[Problem] In exact form, set down only those lines of the material that run from its first line to the line with "Save and redirect", inclusive.

:: Available records

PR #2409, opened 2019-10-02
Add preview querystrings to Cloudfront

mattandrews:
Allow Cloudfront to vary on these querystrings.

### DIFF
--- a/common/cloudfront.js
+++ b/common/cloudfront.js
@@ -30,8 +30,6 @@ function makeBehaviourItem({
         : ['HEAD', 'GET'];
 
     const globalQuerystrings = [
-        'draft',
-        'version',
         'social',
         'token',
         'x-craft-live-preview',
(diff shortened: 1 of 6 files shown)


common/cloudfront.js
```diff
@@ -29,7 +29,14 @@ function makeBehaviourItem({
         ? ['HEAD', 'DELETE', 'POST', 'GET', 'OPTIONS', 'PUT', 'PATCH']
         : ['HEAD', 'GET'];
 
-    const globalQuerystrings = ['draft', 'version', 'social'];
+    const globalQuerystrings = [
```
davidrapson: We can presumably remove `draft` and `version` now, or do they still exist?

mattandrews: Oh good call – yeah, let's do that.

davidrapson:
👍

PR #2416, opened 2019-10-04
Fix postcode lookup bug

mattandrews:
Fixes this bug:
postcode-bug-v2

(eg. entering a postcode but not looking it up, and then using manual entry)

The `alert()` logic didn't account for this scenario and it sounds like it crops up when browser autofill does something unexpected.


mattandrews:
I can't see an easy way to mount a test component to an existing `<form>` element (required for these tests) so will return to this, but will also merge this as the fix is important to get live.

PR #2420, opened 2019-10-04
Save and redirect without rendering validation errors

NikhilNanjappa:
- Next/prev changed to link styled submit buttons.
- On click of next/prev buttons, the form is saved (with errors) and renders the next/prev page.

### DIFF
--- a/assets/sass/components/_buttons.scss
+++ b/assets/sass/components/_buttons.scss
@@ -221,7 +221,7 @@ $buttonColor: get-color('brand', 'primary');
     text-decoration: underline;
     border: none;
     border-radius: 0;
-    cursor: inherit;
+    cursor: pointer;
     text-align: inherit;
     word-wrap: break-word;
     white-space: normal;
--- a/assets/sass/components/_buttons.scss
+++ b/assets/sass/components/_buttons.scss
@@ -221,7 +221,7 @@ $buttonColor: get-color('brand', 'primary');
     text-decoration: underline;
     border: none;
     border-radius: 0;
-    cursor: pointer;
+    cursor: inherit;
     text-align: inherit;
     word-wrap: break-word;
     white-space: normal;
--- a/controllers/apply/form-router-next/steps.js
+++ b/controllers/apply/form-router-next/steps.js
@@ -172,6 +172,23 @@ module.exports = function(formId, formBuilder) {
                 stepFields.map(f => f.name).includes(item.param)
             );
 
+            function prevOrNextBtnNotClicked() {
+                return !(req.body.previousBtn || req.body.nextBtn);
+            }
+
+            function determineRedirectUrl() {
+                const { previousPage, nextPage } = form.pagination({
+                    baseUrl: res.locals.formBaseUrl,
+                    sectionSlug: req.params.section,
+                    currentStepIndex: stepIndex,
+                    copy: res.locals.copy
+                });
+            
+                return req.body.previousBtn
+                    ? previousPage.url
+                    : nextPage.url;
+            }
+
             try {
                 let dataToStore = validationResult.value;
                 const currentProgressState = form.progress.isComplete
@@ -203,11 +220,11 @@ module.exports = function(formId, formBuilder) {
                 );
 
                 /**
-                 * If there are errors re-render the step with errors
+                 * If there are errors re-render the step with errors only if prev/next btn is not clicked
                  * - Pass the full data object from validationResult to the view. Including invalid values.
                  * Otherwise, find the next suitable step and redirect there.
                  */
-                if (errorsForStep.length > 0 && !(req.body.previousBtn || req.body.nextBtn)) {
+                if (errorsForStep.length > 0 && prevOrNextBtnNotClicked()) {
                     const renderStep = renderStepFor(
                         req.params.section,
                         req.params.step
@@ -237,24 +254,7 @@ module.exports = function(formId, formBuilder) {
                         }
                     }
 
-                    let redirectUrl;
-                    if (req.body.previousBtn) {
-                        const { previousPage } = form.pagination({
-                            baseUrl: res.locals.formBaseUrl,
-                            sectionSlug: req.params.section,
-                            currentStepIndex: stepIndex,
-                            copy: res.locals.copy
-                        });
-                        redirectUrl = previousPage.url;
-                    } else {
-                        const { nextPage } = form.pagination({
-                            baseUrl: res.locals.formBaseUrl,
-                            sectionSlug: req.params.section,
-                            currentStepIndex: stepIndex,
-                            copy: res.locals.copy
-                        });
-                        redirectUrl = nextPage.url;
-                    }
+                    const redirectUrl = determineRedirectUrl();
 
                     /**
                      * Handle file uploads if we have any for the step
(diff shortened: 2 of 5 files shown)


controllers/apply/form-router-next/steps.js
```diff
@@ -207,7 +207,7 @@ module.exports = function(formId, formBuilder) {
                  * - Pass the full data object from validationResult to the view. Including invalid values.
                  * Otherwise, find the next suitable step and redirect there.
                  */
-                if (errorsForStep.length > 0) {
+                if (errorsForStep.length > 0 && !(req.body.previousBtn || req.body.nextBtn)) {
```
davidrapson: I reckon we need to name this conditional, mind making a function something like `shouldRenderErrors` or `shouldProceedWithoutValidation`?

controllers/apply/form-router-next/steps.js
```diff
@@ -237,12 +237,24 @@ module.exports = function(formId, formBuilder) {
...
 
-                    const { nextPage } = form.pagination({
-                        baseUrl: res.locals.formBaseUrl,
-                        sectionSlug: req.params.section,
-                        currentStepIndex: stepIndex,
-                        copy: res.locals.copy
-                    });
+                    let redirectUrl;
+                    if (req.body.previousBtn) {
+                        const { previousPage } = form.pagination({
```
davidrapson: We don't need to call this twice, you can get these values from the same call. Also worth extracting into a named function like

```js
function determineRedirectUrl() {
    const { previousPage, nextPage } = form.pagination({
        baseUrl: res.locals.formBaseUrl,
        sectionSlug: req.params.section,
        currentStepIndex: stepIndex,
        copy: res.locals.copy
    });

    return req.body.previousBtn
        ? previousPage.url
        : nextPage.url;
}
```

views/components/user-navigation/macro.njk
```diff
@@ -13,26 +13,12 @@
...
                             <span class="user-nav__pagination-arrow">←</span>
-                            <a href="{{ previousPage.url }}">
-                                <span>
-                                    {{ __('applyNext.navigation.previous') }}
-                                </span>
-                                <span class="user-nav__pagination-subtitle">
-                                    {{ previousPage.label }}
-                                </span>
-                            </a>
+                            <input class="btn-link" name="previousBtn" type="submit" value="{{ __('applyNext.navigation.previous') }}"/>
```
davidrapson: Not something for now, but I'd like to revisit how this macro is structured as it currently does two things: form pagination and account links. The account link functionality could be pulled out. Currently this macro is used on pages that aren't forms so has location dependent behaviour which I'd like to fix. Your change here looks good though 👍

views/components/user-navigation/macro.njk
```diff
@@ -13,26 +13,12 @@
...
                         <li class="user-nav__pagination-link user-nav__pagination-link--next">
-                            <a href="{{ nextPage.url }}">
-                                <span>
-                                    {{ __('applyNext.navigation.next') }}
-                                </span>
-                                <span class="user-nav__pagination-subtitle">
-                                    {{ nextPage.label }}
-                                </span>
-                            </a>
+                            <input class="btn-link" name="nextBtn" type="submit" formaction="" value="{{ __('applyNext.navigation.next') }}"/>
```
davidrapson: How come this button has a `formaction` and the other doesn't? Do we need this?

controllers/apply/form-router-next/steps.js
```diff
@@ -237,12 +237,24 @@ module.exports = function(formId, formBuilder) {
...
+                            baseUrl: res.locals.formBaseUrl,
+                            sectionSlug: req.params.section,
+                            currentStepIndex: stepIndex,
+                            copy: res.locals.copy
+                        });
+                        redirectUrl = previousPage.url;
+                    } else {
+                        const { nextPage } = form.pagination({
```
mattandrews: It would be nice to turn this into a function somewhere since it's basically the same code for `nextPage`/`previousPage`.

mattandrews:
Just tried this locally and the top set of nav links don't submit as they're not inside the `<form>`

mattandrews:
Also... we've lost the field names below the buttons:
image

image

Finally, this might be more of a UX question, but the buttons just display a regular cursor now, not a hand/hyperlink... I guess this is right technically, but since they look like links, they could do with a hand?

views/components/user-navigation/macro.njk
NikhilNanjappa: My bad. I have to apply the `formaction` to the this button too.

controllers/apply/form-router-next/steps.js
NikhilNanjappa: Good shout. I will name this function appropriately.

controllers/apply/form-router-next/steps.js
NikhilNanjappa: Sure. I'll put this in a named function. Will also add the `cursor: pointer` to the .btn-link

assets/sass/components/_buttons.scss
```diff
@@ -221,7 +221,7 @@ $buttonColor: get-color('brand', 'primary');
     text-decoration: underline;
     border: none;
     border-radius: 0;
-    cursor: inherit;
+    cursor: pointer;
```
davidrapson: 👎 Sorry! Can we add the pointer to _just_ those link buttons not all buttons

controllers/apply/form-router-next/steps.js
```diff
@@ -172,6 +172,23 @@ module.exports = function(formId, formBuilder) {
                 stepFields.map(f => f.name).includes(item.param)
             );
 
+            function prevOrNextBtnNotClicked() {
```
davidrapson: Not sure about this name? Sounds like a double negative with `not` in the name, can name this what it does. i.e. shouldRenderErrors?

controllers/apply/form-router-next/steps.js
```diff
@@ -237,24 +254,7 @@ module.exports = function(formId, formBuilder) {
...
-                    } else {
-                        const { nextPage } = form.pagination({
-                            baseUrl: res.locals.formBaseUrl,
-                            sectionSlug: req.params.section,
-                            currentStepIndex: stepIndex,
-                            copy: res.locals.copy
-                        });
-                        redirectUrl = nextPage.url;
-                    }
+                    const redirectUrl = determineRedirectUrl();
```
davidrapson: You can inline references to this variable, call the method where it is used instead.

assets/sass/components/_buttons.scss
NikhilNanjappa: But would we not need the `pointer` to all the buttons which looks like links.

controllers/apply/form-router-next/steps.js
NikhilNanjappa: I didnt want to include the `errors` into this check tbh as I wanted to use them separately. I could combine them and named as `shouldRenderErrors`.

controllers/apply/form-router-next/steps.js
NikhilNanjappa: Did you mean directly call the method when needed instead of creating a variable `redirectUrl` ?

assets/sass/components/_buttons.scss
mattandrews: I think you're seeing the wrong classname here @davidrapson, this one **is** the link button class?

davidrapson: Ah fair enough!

::::

[Expected output]
PR #2409, opened 2019-10-02
Add preview querystrings to Cloudfront

mattandrews:
Allow Cloudfront to vary on these querystrings.

### DIFF
--- a/common/cloudfront.js
+++ b/common/cloudfront.js
@@ -30,8 +30,6 @@ function makeBehaviourItem({
         : ['HEAD', 'GET'];
 
     const globalQuerystrings = [
-        'draft',
-        'version',
         'social',
         'token',
         'x-craft-live-preview',
(diff shortened: 1 of 6 files shown)


common/cloudfront.js
```diff
@@ -29,7 +29,14 @@ function makeBehaviourItem({
         ? ['HEAD', 'DELETE', 'POST', 'GET', 'OPTIONS', 'PUT', 'PATCH']
         : ['HEAD', 'GET'];
 
-    const globalQuerystrings = ['draft', 'version', 'social'];
+    const globalQuerystrings = [
```
davidrapson: We can presumably remove `draft` and `version` now, or do they still exist?

mattandrews: Oh good call – yeah, let's do that.

davidrapson:
👍

PR #2416, opened 2019-10-04
Fix postcode lookup bug

mattandrews:
Fixes this bug:
postcode-bug-v2

(eg. entering a postcode but not looking it up, and then using manual entry)

The `alert()` logic didn't account for this scenario and it sounds like it crops up when browser autofill does something unexpected.


mattandrews:
I can't see an easy way to mount a test component to an existing `<form>` element (required for these tests) so will return to this, but will also merge this as the fix is important to get live.

PR #2420, opened 2019-10-04
Save and redirect without rendering validation errors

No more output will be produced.